(TASK REQUIREMENTS):
Print the data that follows exactly, leaving nothing out.
BEGIN
PR #6987, opened 2025-04-09
feat(chat): Add validation to fileRead, ListDir and ExecBash tool

bywang56:
## Problem
We should ask for consensus tools accessing files/dirs outside of workspace

## Solution
Add validation step when accessing files/dirs outside of workspace using fsRead or listDirectories tools.

## Tests
Tests tools, verified button shows up and workflow continues to finish after "accept".   

---


packages/core/package.nls.json
```diff
@@ -456,6 +456,10 @@
     "AWS.amazonq.opensettings:": "Open settings",
     "AWS.amazonq.executeBash.run": "Run",
     "AWS.amazonq.executeBash.reject": "Reject",
+    "AWS.amazonq.fsRead.run": "Run",
+    "AWS.amazonq.fsRead.reject": "Reject",
+    "AWS.amazonq.listDirectory.run": "Run",
+    "AWS.amazonq.listDirectory.reject": "Reject",
```
justinmk3, line 462: nls.json is only necessary if these strings are used in package.json

and for common strings, update `packages/core/src/shared/localizedText.ts`, don't repeat them with different ids. Why would "fsRead" and "listDirectory" have different words for "Run"? Avoid over-abstracting, that is even more costly than not abstracting at all.

PR #6995, opened 2025-04-10
fix(chat): fix shell command execution output markdown block issue

yueny2020:
## Problem
- fix shell command execution output markdown block issue
- When the child process of bash command execution writes to both stdout and stderr, we need to main the output is processed in the exact order it was generated by the child process.

## Solution
- Before this change
image

- After this change
image

---


tsmithsz (approved):

packages/core/src/codewhispererChat/tools/executeBash.ts
```diff
@@ -307,3 +365,17 @@ export class ExecuteBash {
         updates.end()
     }
 }
+
+class AtomicBoolean {
```
justinmk3, line 369: ? javascript is single-thread, what is the purpose of this?

yueny2020: yes, javascript is single-thread, but we have the use case that one process can send bash command execution output to stdout and stderr, which the streaming of stdout and stderr is async.

justinmk3: javascript has a lot of asynchrony, but each async execution context is executed fully until a `async` call, and is not "preemptible". `getAndSet()` is not doing anything useful here.

justinmk3: see https://github.com/aws/aws-toolkit-vscode/pull/6995/files#r2037764657

packages/core/src/codewhispererChat/tools/executeBash.ts
```diff
@@ -207,8 +215,33 @@ export class ExecuteBash {
             const stdoutBuffer: string[] = []
             const stderrBuffer: string[] = []
 
-            let firstChunk = true
-            let firstStderrChunk = true
+            // Use a queue to maintain chronological order of chunks
+            // This ensures that the output is processed in the exact order it was generated by the child process.
+            const outputQueue: TimestampedChunk[] = []
+            let processingQueue = false
+            const firstChunk = new AtomicBoolean(true)
```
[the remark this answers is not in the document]
yueny2020: I think as the javascript event loop is a single thread, we can use a simple boolean variable(isFirstChunk) in closure to replace the AsyncLock in my use case.

1. The onStdout and onStderr callbacks are never truly executing simultaneously for one bash command execution - they're queued and executed one after another on the event loop.

2. The only shared state is the simple boolean flag (isFirstChunk) that's only set once from true to false. and there is no any other async operations.

Overall, the usage of AsyncLock adds unnecessary overhead for such a simple operation.

I can remove the `atomic` inner class(as it causes confusion). just use var and a function.

```
            // Use a closure boolean value firstChunk and a function to get and set its value atomically
            let isFirstChunk = true
            const getAndSetFirstChunk = (newValue: boolean): boolean => {
                const oldValue = isFirstChunk
                isFirstChunk = newValue
                return oldValue
            }

```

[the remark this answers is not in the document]
justinmk3: > set its value atomically

what is the purpose of mentioning this? there is no atomicity provided by this function.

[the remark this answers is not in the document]
yueny2020: OK, remove it from the comment.

packages/core/src/codewhispererChat/tools/executeBash.ts
```diff
@@ -207,22 +215,68 @@ export class ExecuteBash {
             const stdoutBuffer: string[] = []
             const stderrBuffer: string[] = []
 
-            let firstChunk = true
-            let firstStderrChunk = true
+            // Use a closure boolean value firstChunk and a function to get and set its value atomically
+            let isFirstChunk = true
+            const getAndSetFirstChunk = (newValue: boolean): boolean => {
```
yueny2020, line 220: the function getAndSetFirstChunk can avoid duplicate code in line 260 and line 271.

packages/core/src/codewhispererChat/tools/executeBash.ts
```diff
@@ -207,22 +215,68 @@ export class ExecuteBash {
             const stdoutBuffer: string[] = []
             const stderrBuffer: string[] = []
 
-            let firstChunk = true
-            let firstStderrChunk = true
+            // Use a closure boolean value firstChunk and a function to get and set its value atomically
```
justinmk3, line 218: This entire comment is likely to cause confusion. The only really purpose of this function in this codebase is to save a few lines of code. That's fine, but that is different than what this comment says.

justinmk3 (approved):
LGTM after comments are fixed

PR #7000, opened 2025-04-10
fix(chat): Reverting PR:6975

laileni-aws:
## Problem
- Reverting PR: #6975  as this is causing regression in some cases.

## Solution

---

- Treat all work as PUBLIC. Private `feature/x` branches will not be squash-merged at release time.
- Your code changes must meet the guidelines in [CONTRIBUTING.md](https://github.com/aws/aws-toolkit-vscode/blob/master/CONTRIBUTING.md#guidelines).
- License: I confirm that my contribution is made under the terms of the Apache 2.0 license.

PR #7006, opened 2025-04-10
feat(chat): Grouping read and list directory messages UX

laileni-aws:
## Problem
This PR:https://github.com/aws/aws-toolkit-vscode/pull/6975 got merged but caused regression. So reverted https://github.com/aws/aws-toolkit-vscode/pull/7000 and fixed this as part of this PR.

---

### DIFF
--- a/packages/core/src/amazonq/webview/ui/main.ts
+++ b/packages/core/src/amazonq/webview/ui/main.ts
@@ -100,41 +100,6 @@ export const createMynahUI = (
         welcomeCount += 1
     }
 
-    /**
-     * Creates a file list header from context list
-     * @param contextList List of file contexts
-     * @param rootFolderTitle Title for the root folder
-     * @returns Header object with file list
-     */
-    const createFileListHeader = (contextList: any[], rootFolderTitle?: string) => {
-        return {
-            fileList: {
-                fileTreeTitle: '',
-                filePaths: contextList.map((file) => file.relativeFilePath),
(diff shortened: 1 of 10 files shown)


packages/core/src/amazonq/webview/ui/main.ts
```diff
@@ -409,32 +447,7 @@ export const createMynahUI = (
...
-                                        )
-                                        .join(', '),
-                                    description: file.relativeFilePath,
-                                    clickable: true,
-                                },
-                            ])
-                        ),
-                    },
-                }
+                item.header = createFileListHeader(item.contextList, item.rootFolderTitle)
```
jguoamz, line 450: do we still need this now that we have 386-388?

laileni-aws: L386-L388 is for  `onChatAnswerUpdated` method and this mentioned L450 is for `onChatAnswerReceived` method. So we need this for Falcon project.

Hweinstock:
What is the regression that this fixes? Didn't see it mentioned in the revert PR so missing some context here.

Hweinstock (approved):
Thanks for adding the explanation, thats super helpful!

It seems to me that the heavy conditional logic based on which tool is being used feels like the real problem here as it makes the expected behavior unclear and hard to follow. 

However, this is a broader issue we can address in migration to Flare.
END
(TASK ANSWER):
PR #6987, opened 2025-04-09
feat(chat): Add validation to fileRead, ListDir and ExecBash tool

bywang56:
## Problem
We should ask for consensus tools accessing files/dirs outside of workspace

## Solution
Add validation step when accessing files/dirs outside of workspace using fsRead or listDirectories tools.

## Tests
Tests tools, verified button shows up and workflow continues to finish after "accept".   

---


packages/core/package.nls.json
```diff
@@ -456,6 +456,10 @@
     "AWS.amazonq.opensettings:": "Open settings",
     "AWS.amazonq.executeBash.run": "Run",
     "AWS.amazonq.executeBash.reject": "Reject",
+    "AWS.amazonq.fsRead.run": "Run",
+    "AWS.amazonq.fsRead.reject": "Reject",
+    "AWS.amazonq.listDirectory.run": "Run",
+    "AWS.amazonq.listDirectory.reject": "Reject",
```
justinmk3, line 462: nls.json is only necessary if these strings are used in package.json

and for common strings, update `packages/core/src/shared/localizedText.ts`, don't repeat them with different ids. Why would "fsRead" and "listDirectory" have different words for "Run"? Avoid over-abstracting, that is even more costly than not abstracting at all.

PR #6995, opened 2025-04-10
fix(chat): fix shell command execution output markdown block issue

yueny2020:
## Problem
- fix shell command execution output markdown block issue
- When the child process of bash command execution writes to both stdout and stderr, we need to main the output is processed in the exact order it was generated by the child process.

## Solution
- Before this change
image

- After this change
image

---


tsmithsz (approved):

packages/core/src/codewhispererChat/tools/executeBash.ts
```diff
@@ -307,3 +365,17 @@ export class ExecuteBash {
         updates.end()
     }
 }
+
+class AtomicBoolean {
```
justinmk3, line 369: ? javascript is single-thread, what is the purpose of this?

yueny2020: yes, javascript is single-thread, but we have the use case that one process can send bash command execution output to stdout and stderr, which the streaming of stdout and stderr is async.

justinmk3: javascript has a lot of asynchrony, but each async execution context is executed fully until a `async` call, and is not "preemptible". `getAndSet()` is not doing anything useful here.

justinmk3: see https://github.com/aws/aws-toolkit-vscode/pull/6995/files#r2037764657

packages/core/src/codewhispererChat/tools/executeBash.ts
```diff
@@ -207,8 +215,33 @@ export class ExecuteBash {
             const stdoutBuffer: string[] = []
             const stderrBuffer: string[] = []
 
-            let firstChunk = true
-            let firstStderrChunk = true
+            // Use a queue to maintain chronological order of chunks
+            // This ensures that the output is processed in the exact order it was generated by the child process.
+            const outputQueue: TimestampedChunk[] = []
+            let processingQueue = false
+            const firstChunk = new AtomicBoolean(true)
```
[the remark this answers is not in the document]
yueny2020: I think as the javascript event loop is a single thread, we can use a simple boolean variable(isFirstChunk) in closure to replace the AsyncLock in my use case.

1. The onStdout and onStderr callbacks are never truly executing simultaneously for one bash command execution - they're queued and executed one after another on the event loop.

2. The only shared state is the simple boolean flag (isFirstChunk) that's only set once from true to false. and there is no any other async operations.

Overall, the usage of AsyncLock adds unnecessary overhead for such a simple operation.

I can remove the `atomic` inner class(as it causes confusion). just use var and a function.

```
            // Use a closure boolean value firstChunk and a function to get and set its value atomically
            let isFirstChunk = true
            const getAndSetFirstChunk = (newValue: boolean): boolean => {
                const oldValue = isFirstChunk
                isFirstChunk = newValue
                return oldValue
            }

```

[the remark this answers is not in the document]
justinmk3: > set its value atomically

what is the purpose of mentioning this? there is no atomicity provided by this function.

[the remark this answers is not in the document]
yueny2020: OK, remove it from the comment.

packages/core/src/codewhispererChat/tools/executeBash.ts
```diff
@@ -207,22 +215,68 @@ export class ExecuteBash {
             const stdoutBuffer: string[] = []
             const stderrBuffer: string[] = []
 
-            let firstChunk = true
-            let firstStderrChunk = true
+            // Use a closure boolean value firstChunk and a function to get and set its value atomically
+            let isFirstChunk = true
+            const getAndSetFirstChunk = (newValue: boolean): boolean => {
```
yueny2020, line 220: the function getAndSetFirstChunk can avoid duplicate code in line 260 and line 271.

packages/core/src/codewhispererChat/tools/executeBash.ts
```diff
@@ -207,22 +215,68 @@ export class ExecuteBash {
             const stdoutBuffer: string[] = []
             const stderrBuffer: string[] = []
 
-            let firstChunk = true
-            let firstStderrChunk = true
+            // Use a closure boolean value firstChunk and a function to get and set its value atomically
```
justinmk3, line 218: This entire comment is likely to cause confusion. The only really purpose of this function in this codebase is to save a few lines of code. That's fine, but that is different than what this comment says.

justinmk3 (approved):
LGTM after comments are fixed

PR #7000, opened 2025-04-10
fix(chat): Reverting PR:6975

laileni-aws:
## Problem
- Reverting PR: #6975  as this is causing regression in some cases.

## Solution

---

- Treat all work as PUBLIC. Private `feature/x` branches will not be squash-merged at release time.
- Your code changes must meet the guidelines in [CONTRIBUTING.md](https://github.com/aws/aws-toolkit-vscode/blob/master/CONTRIBUTING.md#guidelines).
- License: I confirm that my contribution is made under the terms of the Apache 2.0 license.

PR #7006, opened 2025-04-10
feat(chat): Grouping read and list directory messages UX

laileni-aws:
## Problem
This PR:https://github.com/aws/aws-toolkit-vscode/pull/6975 got merged but caused regression. So reverted https://github.com/aws/aws-toolkit-vscode/pull/7000 and fixed this as part of this PR.

---

### DIFF
--- a/packages/core/src/amazonq/webview/ui/main.ts
+++ b/packages/core/src/amazonq/webview/ui/main.ts
@@ -100,41 +100,6 @@ export const createMynahUI = (
         welcomeCount += 1
     }
 
-    /**
-     * Creates a file list header from context list
-     * @param contextList List of file contexts
-     * @param rootFolderTitle Title for the root folder
-     * @returns Header object with file list
-     */
-    const createFileListHeader = (contextList: any[], rootFolderTitle?: string) => {
-        return {
-            fileList: {
-                fileTreeTitle: '',
-                filePaths: contextList.map((file) => file.relativeFilePath),
(diff shortened: 1 of 10 files shown)


packages/core/src/amazonq/webview/ui/main.ts
```diff
@@ -409,32 +447,7 @@ export const createMynahUI = (
...
-                                        )
-                                        .join(', '),
-                                    description: file.relativeFilePath,
-                                    clickable: true,
-                                },
-                            ])
-                        ),
-                    },
-                }
+                item.header = createFileListHeader(item.contextList, item.rootFolderTitle)
```
jguoamz, line 450: do we still need this now that we have 386-388?

laileni-aws: L386-L388 is for  `onChatAnswerUpdated` method and this mentioned L450 is for `onChatAnswerReceived` method. So we need this for Falcon project.

Hweinstock:
What is the regression that this fixes? Didn't see it mentioned in the revert PR so missing some context here.

Hweinstock (approved):
Thanks for adding the explanation, thats super helpful!

It seems to me that the heavy conditional logic based on which tool is being used feels like the real problem here as it makes the expected behavior unclear and hard to follow. 

However, this is a broader issue we can address in migration to Flare.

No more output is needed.